Another common task when working with distributed lag models involves using dynamic simulations to understand estimated outcomes in different scenarios. dynsim provides a coherent solution for simulation and visualization of those estimated values of the target variable.

Here is a brief example of how dynlm can be utilized. In what follows, I have created a new variable and lagged it by one day. I’ve used the dynsim to product two dynamic simulations and plotted them.

library(dynsim)
mydat3 = mydat[1:10000]
mod = lm(N ~ weather_lag, data = mydat3)
Scen1 <- data.frame(weather_lag = min(mydat2$weather_lag, na.rm=T))
Scen2 <- data.frame(weather_lag = max(mydat2$weather_lag, na.rm=T))
ScenComb <- list(Scen1, Scen2)
Sim1 <- dynsim(obj = mod, ldv = 'weather_lag', scen = ScenComb, n = 20)
dynsimGG(Sim1)

D. Forecasting

When most people talk about time series analysis, they are talking about forecasting. This is one area where R is loaded with great tools. From standard moving average models to complex gradient boost models, R has many tools designed specifically to forecast from time series data.

D1. forecast

The forecast package is the most used package in R for time series forecasting. It contains functions for performing decomposition and forecasting with exponential smoothing, arima, moving average models, and so forth. For aggregated data that is fairly high dimensional, one of the techniques present in this package should provide an adaquete forecasting model given that the assumptions hold.

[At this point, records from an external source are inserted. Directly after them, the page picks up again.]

PR #17, opened 2019-01-09
Add AttachEvent which will be sent over kafka

jjbuchan:
First iteration of the attach event which will be utilized by a few services.

A thought: should we keep the sql specific data in `model` and things that will just be kafka events in a different package?

Also we might want to break away from using `InetSocketAddress`.

### DIFF
--- a/src/main/java/com/rackspace/salus/telemetry/events/AttachEvent.java
+++ b/src/main/java/com/rackspace/salus/telemetry/events/AttachEvent.java
@@ -14,16 +14,16 @@
  * limitations under the License.
  */
 
-package com.rackspace.salus.telemetry.model;
+package com.rackspace.salus.telemetry.events;
 
-import lombok.Data;
-
+import com.rackspace.salus.common.messaging.KafkaMessageKey;
+import java.util.Map;
 import javax.validation.constraints.NotBlank;
 import javax.validation.constraints.NotEmpty;
 import javax.validation.constraints.NotNull;
-import java.net.InetSocketAddress;
-import java.util.Map;
+import lombok.Data;
 
+@KafkaMessageKey(properties = {"tenantId", "identifierName", "identifierValue"})
 @Data
 public class AttachEvent {
     @NotBlank
@@ -44,6 +44,11 @@ public class AttachEvent {
     @NotBlank
     String tenantId;
 
+    /**
+     * The remote hostname or IP address of the Envoy's TCP connection to the Ambassador.
+     * Note that this may be a misleading address if any NAT or proxy is used along the path of
+     * the connection.
+     */
     @NotNull
-    InetSocketAddress address;
+    String envoyAddress;
 }
--- a/src/main/java/com/rackspace/salus/telemetry/model/AttachEvent.java
+++ b/src/main/java/com/rackspace/salus/telemetry/model/AttachEvent.java
@@ -1,0 +1,49 @@
+/*
+ * Copyright 2019 Rackspace US, Inc.
+ *
+ * Licensed under the Apache License, Version 2.0 (the "License");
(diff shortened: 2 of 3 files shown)


src/main/java/com/rackspace/salus/telemetry/model/AttachEvent.java
```diff
@@ -0,0 +1,49 @@
...
+import lombok.Data;
+
+import javax.validation.constraints.NotBlank;
+import javax.validation.constraints.NotEmpty;
+import javax.validation.constraints.NotNull;
+import java.net.InetSocketAddress;
+import java.util.Map;
+
+@Data
+public class AttachEvent {
```
itzg: Not directly related to this PR, but I'm now wondering, what does the resource manager expect during an Envoy detachment. Should Ambassador send anything? If it should send something, I would propose it send a "tombstone" message with the same message key as this AttachEvent knowing that a `KafkaListener` can be confirmed to receive those null/tombstones:

https://docs.spring.io/spring-kafka/docs/2.2.2.RELEASE/reference/html/_reference.html#tombstones

itzg: Along the lines of the tombstone question, I would like to propose that in the class javadoc of these events that we document what the kafka message key structure should be. In this case, I'm thinking `{tenantId}:{identiferName}:{identifierValue}`.

In fact, we could craft a custom annotation and a helper service to do that declaration and field extraction+key building, respectively. I'll push a PR to show what I mean...but not sure which repo to put it in yet :)

jjbuchan:
> Thought I'd approve in case you wanted to merge and then I take over remaining tweaks like the address

I was thinking this would stay here as the working version and we can each make tweaks as desired to come to the final solution.  Can just pull in the branch locally until we've settled on the final object.

itzg:
I confirmed that the model->common dependency I added doesn't introduce any cycles or dependency awkwardness:

salus telemetry module dependencies

src/main/java/com/rackspace/salus/telemetry/events/AttachEvent.java
```diff
@@ -0,0 +1,54 @@
...
+    @NotBlank
+    String tenantId;
+
+    /**
+     * The remote hostname or IP address of the Envoy's TCP connection to the Ambassador.
+     * Note that this may be a misleading address if any NAT or proxy is used along the path of
+     * the connection.
+     */
+    @NotNull
+    String envoyAddress;
```
itzg: @jjbuchan with this change I'm proposing that we just drop the tracking of the remote port of the Envoy's connection. It'll just be an ephemeral port, so it doesn't add much value for diagnosing things.

src/main/java/com/rackspace/salus/telemetry/model/AttachEvent.java
jjbuchan: Unless we want to remove the envoy labels everytime an envoy disconnects I don't think we need to send anything.  That is a thought though... do we want envoy labels lingering around on a resource if it hasn't been active in a long time?  Does it hurt anything to leave them there?

src/main/java/com/rackspace/salus/telemetry/events/AttachEvent.java
jjbuchan: works for me

src/main/java/com/rackspace/salus/telemetry/model/AttachEvent.java
itzg: Agreed, it doesn't feel like it hurts to leave the "last known labels" on the resource indefinitely. If anything it could be interesting to look at what those were.

PR #19, opened 2019-01-15
Refactor KafkaMessageType

itzg:
# Resolves

Part of SALUS-136

# What

Moves the KafkaMessageType from ambassador's "types" package, but aligns the changes made in the resource-manager. I also renamed the "events" package to "messaging" to align with the convention in the common module, but also better name the package to allow for all things related to the Kafka messaging.

# TODO

There will be an update to the ambassador PR https://github.com/racker/salus-telemetry-ambassador/pull/14


GeorgeJahad:
looks good to me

Here is a quick example of how to use the auto.arima function in R. In general, automatic forecasting tools should be used with caution, but it is a good place to explore time series data.

library(forecast)
mydat = dat[primary_type=="THEFT", .N, by=date2][order(date2)]
fit = auto.arima(mydat[,.(N)])
pred = forecast(fit, 200)
plot(pred)

D2. smooth

The smooth package provides functions to perform even more variations of exponential smoothing, moving average models, and various seasonal arima techniques. The smooth and forecast package are usually more than adaquete for most forecasting problems that pertain to high dimensional data.

Here is a basic example that uses the automatic complex exponential smoothing function:

library(smooth)
mydat = dat[primary_type=="THEFT", .N, by=date2][order(date2)]
fit = auto.ces(mydat[,N])
pred = forecast(fit, 200)
plot(pred)

So for those of you getting introduced to the R programming language, these are a list extremely useful packages for time series analysis that you will to get some exposure.